For the plugin to work, GnuPG (the `gpg` executable) needs to be on
the path, and the `permitted_key_ids` need to be available in the
`rabbitmq` user's GnuPG public keyring.
### Generating a keypair and configuring `permitted_key_ids`
In this example, we will generate and configure a GnuPG key that can
only be used for signing.
$ gpg --gen-key
gpg (GnuPG) 1.4.10; Copyright (C) 2008 Free Software Foundation, Inc.
This is free software: you are free to change and redistribute it.
There is NO WARRANTY, to the extent permitted by law.
Please select what kind of key you want:
(1) RSA and RSA (default)
(2) DSA and Elgamal
(3) DSA (sign only)
(4) RSA (sign only)
Your selection? 4
RSA keys may be between 1024 and 4096 bits long.
What keysize do you want? (2048)
Requested keysize is 2048 bits
Please specify how long the key should be valid.
0 = key does not expire
= key expires in n days
w = key expires in n weeks
m = key expires in n months
y = key expires in n years
Key is valid for? (0) 1w
Key expires at Tue Apr 27 19:54:33 2010 NZST
Is this correct? (y/N) y
You need a user ID to identify your key; the software constructs the user ID
from the Real Name, Comment and Email Address in this form:
"Heinrich Heine (Der Dichter) "
Real name: Test key for script-exchange
Email address: script-exchange@example.org
Comment:
You selected this USER-ID:
"Test key for script-exchange "
Change (N)ame, (C)omment, (E)mail or (O)kay/(Q)uit? o
You need a Passphrase to protect your secret key.
You don't want a passphrase - this is probably a *bad* idea!
I will do it anyway. You can change your passphrase at any time,
using this program with the option "--edit-key".
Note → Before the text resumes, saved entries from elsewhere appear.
PR #803, opened 2024-12-18
Add new yaml files to `ramble workspace edit`

dapomeroy:
Adds ability for `ramble workspace edit` to open applications.yaml, modifiers.yaml, and software.yaml within the workspace config directory.


lib/ramble/ramble/cmd/workspace.py
```diff
@@ -881,12 +908,28 @@ def workspace_edit(args):
         )
 
     config_file = ramble.workspace.config_file(ramble_ws)
+    applications_file = ramble.workspace.applications_file(ramble_ws)
+    modifiers_file = ramble.workspace.modifiers_file(ramble_ws)
+    software_file = ramble.workspace.software_file(ramble_ws)
```
linsword13: Are there potentially more such "include" files that we want to be able to edit? Would it make sense to have an `--all` option to open up all yaml files under the config directory, and then maybe another `--name` option to allow opening up specific ones (like `ramble workspace edit --name applications` to edit the applications.yaml file?)

dapomeroy: I'd love some feedback from Bob/Doug here. Yes, users could definitely add more files than just these and I think your two suggestions are good additions. It might also be nice for '--all' to open included files as well.

And as I'm using Ramble myself, I don't want to have to type out all those chars, which don't tab complete, to open just the 'applications.yaml' file. I like the convenience of having '-a' short flag for it. Do you think that having all these individual flags and options is making the interface too complex, or is it ok?

rfbgo: In general I like and agree with all of the suggestion from both.  I think `--all` is good idea too (but definitely don't want that to be the default behavior) 

Slight preference for `-a` over `--type applications` personally, but am OK with either 

My overall take is that we should make the `top(n)` operations quick and easy, but we do not have to solve complex or edge cases and the user should `cd $RAMBLE_WORKSPACE; vim ...` for that

dapomeroy: Thanks Bob. The way it's written now, it keeps current behavior of opening ramble.yaml and templates by default. If they exist, it also opens applications, modifiers, and software. Adds flags for those 3 to support quick editing of them. Why don't I add in '--all' to cover cases where someone may use other filenames, and leave it there. Nothing changes in the workflow for existing users with just ramble.yaml, it works automatically if a user chooses to create app/mod/software files, and adds an easy option to open every yaml just in case someone wants it.

lib/ramble/ramble/workspace/workspace.py
```diff
@@ -292,6 +292,18 @@ def licenses_file(path):
     return get_yaml_filepath(path, licenses_file_name)
 
 
+def all_config_files(path):
+    """Returns path to all yaml files in workspace config directory"""
+    config_files = []
+
+    config_path = os.path.join(path, workspace_config_path)
+    for f in os.listdir(config_path):
+        if f.endswith(".yaml"):
```
rfbgo, line 283: Is this right? Do we only care about `.yaml` or do we also need to compare `.tpl` files?

dapomeroy: I was thinking `--all` was all config files, but that's a good point. It's probably better to have it be all of the above, including template files

rfbgo: Yea to me it feels like something might be "wrong" if `ramble workspace edit` gives you more files than `--all`

dapomeroy: OK, I've updated it. This method still only returns the yaml files because there's already an 'all template' method, so I combined the two in cmd instead of here.

linsword13 (dismissed):

lib/ramble/ramble/cmd/workspace.py
douglasjacobsen: I think I like the `--all` addition, but I'd almost prefer we had something like:
`ramble workspace edit --file <file_name>`

e.g.
`ramble workspace edit --file applications.yaml`
`ramble workspace edit --file test.tpl`
`ramble workspace edit --file auxiliary_software_files/concretizer.yaml`

I don't really like the `--applications-only` / `--modifiers-only` flags, as that implies to me that every configuration section needs its own `--*-only` flag to edit it easily.

douglasjacobsen (changes requested):

lib/ramble/ramble/cmd/workspace.py
dapomeroy: OK, I've removed the 3 filesnames/args and added the --file option

lib/ramble/ramble/cmd/workspace.py
```diff
@@ -883,15 +900,20 @@ def workspace_edit(args):
     config_file = ramble.workspace.config_file(ramble_ws)
     template_files = ramble.workspace.all_template_paths(ramble_ws)
 
-    edit_files = [config_file] + template_files
+    edit_files = [config_file]
+    edit_files.extend(template_files)
 
-    if args.config_only:
+    if args.filename:
+        edit_files = [ramble.workspace.get_yaml_filepath(ramble_ws, args.filename)]
```
douglasjacobsen: It might be worth changing the name of `get_yaml_filepath` to be more like `get_filepath` since it could be any file (like a `*.tpl` file)

douglasjacobsen (changes requested):

lib/ramble/ramble/cmd/workspace.py
dapomeroy: This is done

douglasjacobsen (approved):
Thanks for the changes!

PR #804, opened 2024-12-24
Add a `register_template` directive to objects

linsword13:
This directive allows for specifying per-experiment template rendering, with the template defined as separate files alongside the main object source.

The testing app `template` is defined as an example.

### DIFF
--- a/lib/ramble/ramble/application.py
+++ b/lib/ramble/ramble/application.py
@@ -70,6 +70,8 @@ experiment_status = Enum(
 
 _NULL_CONTEXT = "null"
 
+_DEFAULT_CONTENT_PERM = stat.S_IRWXU | stat.S_IRWXG | stat.S_IROTH | stat.S_IXOTH
+
 
 def _get_context_display_name(context):
     return (
@@ -1173,6 +1175,7 @@ class ApplicationBase(metaclass=ApplicationMeta):
             self._set_input_path()
 
             self._derive_variables_for_template_path(workspace)
+            self._define_object_template_vars()
             self._vars_are_expanded = True
 
     def _inputs_and_fetchers(self, workload=None):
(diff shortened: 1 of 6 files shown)


lib/ramble/ramble/application.py
```diff
@@ -1376,7 +1379,9 @@ def _make_experiments(self, workspace, app_inst=None):
                     f.write(
                         self.expander.expand_var(template_conf["contents"], extra_vars=exec_vars)
                     )
-                os.chmod(expand_path, stat.S_IRWXU | stat.S_IRWXG | stat.S_IROTH | stat.S_IXOTH)
+                os.chmod(expand_path, _DEFAULT_CONTENT_PERM)
+
+            self._render_object_templates(exec_vars)
```
douglasjacobsen, line 1384: This seems a bit out of place for `_inputs_and_fetchers`. Should we update the name of this method? Also, can we add some information to the docstring that this will render object defined templates as well?

lib/ramble/ramble/test/end_to_end/test_template.py
```diff
@@ -0,0 +1,57 @@
...
+        f.write(test_config)
+    ws._re_read()
+
+    workspace("setup", "--dry-run", global_args=["-w", workspace_name])
+    run_dir = os.path.join(ws.experiment_dir, "template/test_template/test/")
+    script_path = os.path.join(run_dir, "bar.sh")
+    assert os.path.isfile(script_path)
+    with open(script_path) as f:
+        content = f.read()
+        assert "echo hello santa" in content
```
douglasjacobsen, line 53: 🤣

douglasjacobsen (changes requested):
Looks great! One request but otherwise I think this is awesome.

lib/ramble/ramble/application.py
linsword13: Hm this might be a weird display by Github. This call is actually inside the `_make_experiments` function, not in the `_inputs_and_fetchers` one.

douglasjacobsen: Ah OK, thanks! Yeah, it was just a weird display thing... this time it showed something different so seems good to me. :)

douglasjacobsen (approved):

PR #814, opened 2025-01-08
Add the ability to define template-specific extra variables

linsword13:
The ability to generate dynamic variables is often needed when defining more complicated templates (for instance, programmatically generate slurm job headers.) Having this template-specific option to generate extra rendering vars reduces the need to ingest (more global-scoped) variables via `define_variables` via phase hooks.

### DIFF
--- a/lib/ramble/ramble/language/shared_language.py
+++ b/lib/ramble/ramble/language/shared_language.py
@@ -486,6 +486,7 @@ def register_template(
     src_name: str,
     dest_name: str,
     define_var: bool = True,
+    extra_vars: Optional[dict] = None,
     extra_vars_func: Optional[str] = None,
     output_perm=None,
 ):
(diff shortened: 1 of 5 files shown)


lib/ramble/ramble/language/shared_language.py
```diff
@@ -480,7 +482,12 @@ def _execute_target_shells(obj):
 
 @shared_directive("templates")
 def register_template(
-    name: str, src_name: str, dest_name: str, define_var: bool = True, output_perm=None
+    name: str,
+    src_name: str,
+    dest_name: str,
+    define_var: bool = True,
+    extra_vars_func: Optional[str] = None,
```
douglasjacobsen, line 490: Could we also support a:

`extra_vars: Optiona[dict] = {}`?

Or does this not work at this level?

linsword13: Good call, added.

douglasjacobsen (approved):

PR #826, opened 2025-01-15
Allow templates registered into other workspace paths

douglasjacobsen:
This merge allows workspace path variables to be replaced in destination paths for templates that are registered in objects.

This allows a template to be rendered into the shared directory of a workspace, as an example.

### DIFF
--- a/lib/ramble/ramble/application.py
+++ b/lib/ramble/ramble/application.py
@@ -48,6 +48,7 @@ import ramble.util.directives
 import ramble.util.stats
 import ramble.util.graph
 import ramble.util.class_attributes
+import ramble.util.path
 import ramble.util.lock as lk
 from ramble.util.foms import FomType
 from ramble.util.logger import logger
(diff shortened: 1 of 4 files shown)


lib/ramble/ramble/application.py
```diff
@@ -2311,7 +2312,7 @@ def _get_template_config(obj, tpl_config, obj_type):
             for tpl_conf in obj.templates.values():
                 yield _get_template_config(obj, tpl_conf, obj_type=obj_type)
 
-    def _render_object_templates(self, extra_vars):
+    def _render_object_templates(self, extra_vars, replacement_vars={}):
```
linsword13: nit: I recommend avoiding using mutable object as the default value: https://google.github.io/styleguide/pyguide.html#2124-decision.

linsword13 (changes requested):
Cool stuff! One nit request, but otherwise LGTM.

linsword13 (approved):

PR #830, opened 2025-01-16
Add a `batch_wait` script

linsword13:
The script polls (with 10s-interval) for the job-id, until it does not show up in squeue anymore.

### DIFF
--- a/var/ramble/repos/builtin/workflow_managers/slurm/batch_wait.tpl
+++ b/var/ramble/repos/builtin/workflow_managers/slurm/batch_wait.tpl
@@ -1,0 +1,22 @@
+#!/bin/bash
+
+# Ensure job_id is present
+job_id=$(< {experiment_run_dir}/.slurm_job)
+if [ -z "${job_id:-}" ]; then
+    echo "No valid job_id found" 1>&2
+    exit 1
+fi
+
+echo "Waiting for job {job_name} with id ${job_id} to complete..."
+
+while true; do
+    status=$(squeue -h -o "%t" -j "${job_id}" 2>/dev/null)
+    # The absence of the job from squeue indicates it's completed.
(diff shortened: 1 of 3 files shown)


var/ramble/repos/builtin/workflow_managers/slurm/batch_wait.tpl
```diff
@@ -0,0 +1,22 @@
+#!/bin/bash
+
+# Ensure job_id is present
+job_id=$(< {experiment_run_dir}/.slurm_job)
+if [ -z "${job_id:-}" ]; then
+    echo "No valid job_id found" 1>&2
```
rfbgo, line 6: I think a lot of users will want something with a semantic like "wait for all jobs created by this workspace". Is it easy to extend to support that? Is the expected CUJ to `ramble on --executor {batch_wait}` and have it cycle through all one by one?

linsword13: Yeah it already does that via the existing `ramble on` mechanism. If one uses `ramble on --executor "{batch_wait}"`, then it will run this script against all experiments (and `--where` can be used to pick the experiments one wants to wait for.) Although it does that in a "serial" fashion. Example execution:

```
==> Running executors...
Waiting for job hostname_parallel_test.1 with id 382...
job hostname_parallel_test.1 with id 382 is done
Waiting for job hostname_parallel_test.2 with id 383...
job hostname_parallel_test.2 with id 383 is done
```

douglasjacobsen: I imagine that the CUJ for the time being is what @rfbgo said. And eventually we can have something like `ramble workflow wait` instead to call that.

douglasjacobsen (approved):

PR #1465, opened 2022-08-10
Simplified cmd ctrl refactor

joshuef:
Removes a lot of node cmd looping, and the `Clone` requirement on `CmdCtrl`, which will hopefully let us remove `RwLock` inside there in a follow up PR.

### DIFF
--- a/sn_node/src/node/flow_ctrl/mod.rs
+++ b/sn_node/src/node/flow_ctrl/mod.rs
@@ -13,6 +13,7 @@ pub(super) mod event;
 pub(super) mod event_channel;
 #[cfg(test)]
 pub(crate) mod tests;
+use crate::log_sleep;
 
 pub(crate) use self::cmd_ctrl::CmdCtrl;
 
@@ -39,7 +40,7 @@ use tokio::{
         mpsc::{self, error::TryRecvError},
         RwLock,
     },
-    time::{sleep, Instant},
+    time::Instant,
 };
 
 const PROBE_INTERVAL: Duration = Duration::from_secs(30);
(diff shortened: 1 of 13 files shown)


testnet/bin.rs
```diff
@@ -49,7 +49,7 @@ const SAFE_NODE_EXECUTABLE: &str = "sn_node.exe";
 
 const BASE_TRACING_DIRECTIVES: &str = "testnet=info,sn_launch_tool=debug";
 const NODES_DIR: &str = "local-test-network";
-const DEFAULT_INTERVAL: &str = "5000";
+const DEFAULT_INTERVAL: &str = "100";
```
b-zee, line 52: I think I have seen this a few times before... Isn't there some middle ground?

b-zee (approved):

sn_node/src/node/flow_ctrl/mod.rs
```diff
@@ -51,30 +55,206 @@ const DYSFUNCTION_CHECK_INTERVAL: Duration = Duration::from_secs(5);
...
+                };
+            }
+
+            if last_dysfunction_check.elapsed() > DYSFUNCTION_CHECK_INTERVAL {
+                last_dysfunction_check = now;
+                let dysf_cmds = Self::check_for_dysfunction(self.node.clone()).await;
+                cmds.extend(dysf_cmds);
+            }
+
+            let no_cmds = cmds.is_empty();
```
maqi, line 243: you can do
```rust
if cmds.is_empty() {
    sleep(LOOP_SLEEP_INTERVAL).await;
}
```
here directly? no need to have an extra `no_cmds` ?

same comment for the above place for the adults

sn_node/src/node/flow_ctrl/mod.rs
```diff
@@ -112,331 +292,214 @@ impl FlowCtrl {
...
-    fn start_running_health_checks(self) {
+    /// Initiates and generates all the subsequent Cmds to perform a healthcheck
+    async fn perform_health_checks(node: Arc<RwLock<Node>>) -> Result<Vec<Cmd>> {
         info!("Starting to check the section's health");
-        let _handle: JoinHandle<Result<()>> = tokio::task::spawn_local(async move {
-            let mut interval = tokio::time::interval(ADULT_HEALTH_CHECK_INTERVAL);
-            interval.set_missed_tick_behavior(MissedTickBehavior::Skip);
+        let node = node.read().await;
+        let our_prefix = node.network_knowledge.prefix();
+        let _our_info = node.info();
```
maqi, line 300: for debugging? may can now be removed?

sn_node/src/node/flow_ctrl/mod.rs
```diff
@@ -112,331 +292,214 @@ impl FlowCtrl {
...
+        }
     }
 
-    fn start_section_probing(self) {
-        info!("Starting to probe section");
-        let _handle = tokio::task::spawn_local(async move {
-            let mut interval = tokio::time::interval(SECTION_PROBE_INTERVAL);
-            interval.set_missed_tick_behavior(MissedTickBehavior::Skip);
+    /// Generates a probe msg, which goes to a random section in order to
+    /// passively maintain network knowledge over time
```
maqi, line 354: this comment sounds very similar to the one for the `probe_the_network` function?

sn_node/src/node/flow_ctrl/mod.rs
```diff
@@ -112,331 +292,214 @@ impl FlowCtrl {
...
-                    let cmd = self.node.read().await.generate_section_probe_msg();
-                    info!("Sending section probe msg");
-                    if let Err(e) = self.cmd_ctrl.push(cmd).await {
-                        error!("Error sending section probe msg: {:?}", e);
-                    }
-                }
-            }
-        });
+        // Send a probe message to an elder
+        if !prefix.is_empty() {
```
maqi, line 364: like the probing to the network knowledge, when in first section, no need to carry out probing own section?

testnet/bin.rs
joshuef: Ah, that's me testing our this PR w/ CI. That's not intended to stay.

sn_node/src/node/flow_ctrl/mod.rs
joshuef: I don't think so. I haven't changed the internal logic (i think). It's just moved about.

PR #1466, opened 2022-08-10
chore: remove wiremsg.priority as uneeded

joshuef:
Remove the Wiremssg priority as it's not actually used in sending from the nodes and can be quite CPU intensive. (accounting for 35% of CPU time here)

The Cmds themselves are prioritised in the node, so they should all get sent out in that order anyway


davidrusu (approved):
Nice find

PR #1471, opened 2022-08-11
chore: further tweak dysf, reduce score by std dev for better avg.

joshuef:
Also adjusts tests to this, which now feels a bit saner too


sn_dysfunction/src/detection.rs
```diff
@@ -230,15 +230,12 @@ impl DysfunctionDetection {
 
         for (name, score) in pre_z_scores {
             let zscore = {
-                // avg score + 1/2 std dev
-                let threshold = (std_dev.unwrap_or(1.0) / 2.0) + mean.unwrap_or(1.0);
-
-                if score <= threshold {
+                if score <= 0.0 {
```
maqi, line 233: this `score` is from the previous calculated `final_score`, which is a sum of weighted scores, and actually will never be less than 0 ?

sn_dysfunction/src/detection.rs
```diff
@@ -230,15 +230,12 @@ impl DysfunctionDetection {
...
                     // small or negative diff mean nodes are doing well
                     None
                 } else {
                     // make the score relative to std_dev of nodes...
-                    Some(score)
+                    Some(score - std_dev)
```
maqi, line 238: this could be less than 0

maqi (approved):

PR #1478, opened 2022-08-12
Client/node cleanup and refactoring

b-zee:
Various tweaks that are chore/refactor. Also removes the `closest_or_opposite` method, as that wasn't used like it was designed. It actually is always used to find anything closest. In one case it's used to find a section closer than its own section, in which case an exclusion is passed in.

- chore: remove unused Session member
- chore(client): leave out unnecessary Arc<RwLock>
- chore: remove unnecessary unwrap
- refactor: circumvent clone to use reference
- refactor: SAP reference instead of clone
- refactor: clean up unused functionality


joshuef (approved):

joshuef (changes requested):
node unit tests are having a bad time

joshuef (approved):

PR #1481, opened 2022-08-15
Use bytes mut in seriliase

joshuef:
An effort to reduce allocations during messaging. Not sure of the impact here, so this is draft for now. Will report back w/ some heap tracing.

This is atop #1465


joshuef:
Closing as nothing significant gained here.

PR #1484, opened 2022-08-15
chore(node): increase data query limit

joshuef:
Now we differentiate queries per adult/index, we may need more queries.

### DIFF
--- a/sn_interface/src/messaging/system/mod.rs
+++ b/sn_interface/src/messaging/system/mod.rs
@@ -56,7 +56,7 @@ pub enum AntiEntropyKind {
 }
 
 #[derive(Clone, PartialEq, Serialize, Deserialize, custom_debug::Debug)]
-#[allow(clippy::large_enum_variant)]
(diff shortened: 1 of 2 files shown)


sn_interface/src/messaging/system/mod.rs
```diff
@@ -56,7 +56,7 @@ pub enum AntiEntropyKind {
 }
 
 #[derive(Clone, PartialEq, Serialize, Deserialize, custom_debug::Debug)]
-#[allow(clippy::large_enum_variant)]
+#[allow(clippy::large_enum_variant, clippy::derive_partial_eq_without_eq)]
```
davidrusu, line 59: Any reason not to derive the `Eq` trait as well?

davidrusu (approved):

sn_interface/src/messaging/system/mod.rs
b-zee: It can't be derived because there's an `f64` in that type... @davidrusu

PR #1487, opened 2022-08-16
chore(client): associated functions to methods

b-zee:


sn_client/src/connections/messaging.rs
```diff
@@ -513,7 +513,7 @@ pub(super) fn send_msg_in_bg(
 }
 #[instrument(skip_all, level = "trace")]
 pub(super) async fn send_msg(
```
davidrusu, line 515: Any reason to keep this as a standalone function? Could we moved into an `impl Session` as well?

PR #1489, opened 2022-08-16
feat(logging): simplify log format to '<timestamp> [module] LEVEL <msg>'

davidrusu:
I've found our logging format to be very difficult to parse, IMO it's cluttered with a ton of unnecessary information making command line tools ineffective following what's going on.

The format proposed in this PR is:

     [<timestamp> LEVEL module::path/span1/span2/span3] <msg>

e.g.
```
[2022-08-16T13:58:25.869826Z TRACE sn_node::node::messaging/validate_msg/apply_ae] Entropy check skipped for MsgId(d6aa..ccd7), handling message directly
```

The entire log is on one line making it simple to filter down a large collection of logs using the unix tools.

e.g. `rg -v` can be used to prune out messages we don't care for:

```
tail -f .../sn-node-*/*.log | rg -v 'qp2p|quinn|sn_node::comm'
```
This will filter out logs related to `qp2p`, `quinn`, `sn_node::comm`, you can add to this set interactively as you explore the logs.

### DIFF
--- a/sn_interface/src/lib.rs
+++ b/sn_interface/src/lib.rs
@@ -71,7 +71,7 @@ use tracing_subscriber::{
     fmt::{
         format::Writer,
         time::{FormatTime, SystemTime},
-        FmtContext, FormatEvent, FormatFields, FormattedFields,
+        FmtContext, FormatEvent, FormatFields,
     },
     registry::LookupSpan,
 };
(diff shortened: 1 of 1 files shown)


davidrusu:
Thanks for the pointer, switched the format to follow the env logger default, it seems like a good starting point.

I've also pushed a change to include the spans after the module path. I've updated the OP comment to show the examples

joshuef (approved):

PR #1490, opened 2022-08-16
Cmd clone gone

joshuef:

### DIFF
--- a/sn_node/src/node/flow_ctrl/cmd_ctrl.rs
+++ b/sn_node/src/node/flow_ctrl/cmd_ctrl.rs
@@ -159,7 +159,7 @@ impl CmdCtrl {
         let _ = tokio::task::spawn_local(async move {
             match dispatcher.process_cmd(cmd).await {
                 Ok(cmds) => {
-                    monitoring.increment_cmds().await;
+                    // monitoring.increment_cmds().await;
 
                     for cmd in cmds {
                         match cmd_process_api.send((cmd, Some(id))).await {
@@ -192,7 +192,7 @@ impl CmdCtrl {
                         .await;
                 }
             }
-            throughpout.increment(); // both on fail and success
+            // throughpout.increment(); // both on fail and success
         });
         Ok(())
     }
--- a/sn_node/src/node/flow_ctrl/cmd_ctrl.rs
+++ b/sn_node/src/node/flow_ctrl/cmd_ctrl.rs
@@ -30,8 +30,7 @@ use tokio::{sync::RwLock, time::Instant};
 
 type Priority = i32;
 
-// In milliseconds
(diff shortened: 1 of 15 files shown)


sn_node/src/node/flow_ctrl/cmd_ctrl.rs
```diff
@@ -45,167 +44,162 @@ const ORDER: Ordering = Ordering::SeqCst;
...
 
     pub(crate) fn node(&self) -> Arc<RwLock<crate::node::Node>> {
         self.dispatcher.node()
     }
 
-    pub(crate) async fn push(&self, cmd: Cmd) -> Result<SendWatcher> {
+    pub(crate) async fn push(&mut self, cmd: Cmd) -> Result<()> {
         self.push_internal(cmd, None).await
     }
+    pub(crate) fn q_len(&self) -> usize {
```
davidrusu, line 75: cute, but perhaps just spell queue out fully?

sn_node/src/node/flow_ctrl/cmd_ctrl.rs
```diff
@@ -45,167 +44,162 @@ const ORDER: Ordering = Ordering::SeqCst;
...
-#[derive(Clone)]
 pub(crate) struct CmdCtrl {
-    cmd_queue: Arc<RwLock<PriorityQueue<EnqueuedJob, Priority>>>,
+    cmd_queue: PriorityQueue<CmdJob, Priority>,
     attempted: CmdThroughput,
     monitoring: RateLimits,
-    stopped: Arc<RwLock<bool>>,
+    stopped: bool,
     pub(crate) dispatcher: Arc<Dispatcher>,
     id_counter: Arc<AtomicUsize>,
```
davidrusu, line 53: Do these two still need to be behind an `Arc`? Also I don't think you need the AtomicUsize anymore, you could reduce that to `usize` as well

joshuef: Aye, I wasn't sure if i should dive about more there or keep it slim. I can get those cleaned up

sn_node/src/node/flow_ctrl/cmd_ctrl.rs
joshuef: ah, this may actually not be needed now. was more of a debug sitch. I'll srt it

sn_node/src/node/flow_ctrl/cmd_ctrl.rs
joshuef: atomic can be removed easily, dispatcher is harder due to being pulled into the threaded process_cmd. I think we can look at simplifying that down the line 👍

joshuef:
#1502 fixes and advances this. closing this branch

PR #1, opened 2015-04-08
Add support for object creation through js.new directive.

sbriais:


alainfrisch:
Great, thanks!

Can you please add the following?
- Adapt @@js.new so as to force that the implicit name starts with new_ (and drop this prefix), as for property setter.
- A description of the automatic heuristic in README.md.
- An example in main.html/main.ml.

PR #4, opened 2015-04-09
Enum default

sbriais:
Add support for default cases in enumerations (int or string).

type t = Foo | Bar | Other of string [@js.default]
val f : [`foo |`bar | `other of string [@js.default]] -> ...


alainfrisch:
Thanks!

PR #37, opened 2015-05-28
Partial support for GADT used as enum types.

sbriais:
This provides support for such construction:

type _ event = 
| MouseOver: mouse_event event [@js "mouseover"]
| KeyDown: keyboard_event event [@js "keydown"]

by generating the function 

val event_to_js: 'a event -> Ojs.t

but not the converse function.

### DIFF
--- a/gen_js_api.ml
+++ b/gen_js_api.ml
@@ -908,8 +908,7 @@ and js2ml_unit ty_res res =
 and gen_typ = function
   | Name (s, tyl) ->
       Typ.constr (mknoloc (Longident.parse s)) (List.map gen_typ tyl)
-  | Js ->
-      Typ.constr (mknoloc (Longident.parse "Ojs.t")) []
+  | Js -> ojs_typ
   | Unit _ ->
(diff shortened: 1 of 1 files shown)


alainfrisch:
Currently undocumented, and this might go away.

ghost:
@alainfrisch Is this implemented? I would love to be able to use GADTs for enums. I tried it on the following example but it complains about not being able to parse the type in `t_to_js`:

``` ocaml
module Foo : sig
  type _ t =
    | Bar : int t [@js 0]
    | Baz : string t [@js "baz"]
    [@@js.enum]
  val t_to_js : 'a t -> Ojs.t
end = [%js]
```

sbriais:
Hello,
I believe a workaround is:

module Foo : sig
  type _ t =
    | Bar : int t [@js 0]
    | Baz : string t [@js "baz"]
    [@@js.enum]
  [@@@js.stop]
  val t_to_js : 'a t -> Ojs.t
  [@@@js.start]
end = [%js]

ghost:
@sbriais that seems to work, thanks!

PR #44, opened 2015-06-15
Default case in sums.

sbriais:


mlasson:
This PR has been integrated at some point.

Issue #58, opened 2016-06-15
Problem using sum types


o-marshmallow:
Hi !

I have been using gen_js_api for days and it works like a charm ! However, I am encountering a problem with sum types. Indeed, I created a file try.mli containing :
`type t =
  | Foo [@js "foo"]
  | Bar [@js 42]
  | Baz
    [@@js.enum]` 
(It's the example given in the documentation)

When I compile it (with all the commands given), the command
 `ocamlfind ocamlc -c -package gen_js_api.ppx try.ml` returns the error :
`File "try.ml", line 4, characters 10-12:
Error: Spurious js.* attribute`

In fact, the `.ml` file still contains the annotations `[@js "foo"]`, `[@js 42]` and `[@@js.enum]`. If I remove then from the .ml file, then it compiles and works well. So is it normal to still have the annotations in the `.ml` file ?

Thanks

sbriais:
Hello, thanks for your report.
A simple workaround is to remove the call to gen_js_api.ppx when compiling with ocamlc. 
We will fix that in the near future.
Cheers
Sébastien

sbriais:
Just pushed a fix onto master.

o-marshmallow:
It's working now, 
Thank you !

sbriais:
Nice!

PR #59, opened 2016-07-21
Corrected new constructor names

o-marshmallow:
The names of the constructors changed.
Moreover, is it possible for you to update the gen_js_api package in the official opam repo? (Issue #58)


alainfrisch:
Hmm, actually this was already done in bf015050a7914c473b853a2aa9860a16e91ff3be, which explains that the released version compiled with OCaml 4.03.  But it was then reverted by mistake in 7b0caf37d4ad1003f977cc217785429b576d4ed2.

Thanks!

We need to generate a lot of random bytes. It is a good idea to perform
some other action (type on the keyboard, move the mouse, utilize the
disks) during the prime generation; this gives the random number
generator a better chance to gain enough entropy.
+++++
.+++++
gpg: key 58914A52 marked as ultimately trusted
public and secret key created and signed.
gpg: checking the trustdb
gpg: public key FBBB8AB1 is 58138 seconds newer than the signature
gpg: 3 marginal(s) needed, 1 complete(s) needed, classic trust model
gpg: depth: 0 valid: 4 signed: 3 trust: 0-, 0q, 0n, 0m, 0f, 4u
gpg: depth: 1 valid: 3 signed: 1 trust: 3-, 0q, 0n, 0m, 0f, 0u
gpg: next trustdb check due at 2010-04-27
pub 2048R/58914A52 2010-04-20 [expires: 2010-04-27]
Key fingerprint = 1F4E A37F 1657 2A50 DC77 E755 0D3D C0A9 5891 4A52
uid Test key for script-exchange
Note that this key cannot be used for encryption. You may want to use
the command "--edit-key" to generate a subkey for this purpose.
Check that the key is present in the keyring of the `rabbitmq` user:
$ gpg --list-keys script-exchange@example.org
pub 2048R/58914A52 2010-04-20 [expires: 2010-04-27]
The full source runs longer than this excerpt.